**Exercise prompt:** Exactly as written, repeat all of the records below.

--------------------------------------------------

PR #225, opened 2020-03-04
Make common things a bit more visible in search

paulcsmith:
By using words people use. Not the indexer does not index code, so using regular words is important


jwoertink (approved):
Ah yeah. That makes sense from a searching standpoint.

--------------------------------------------------

**Completed task:**
PR #225, opened 2020-03-04
Make common things a bit more visible in search

paulcsmith:
By using words people use. Not the indexer does not index code, so using regular words is important


jwoertink (approved):
Ah yeah. That makes sense from a searching standpoint.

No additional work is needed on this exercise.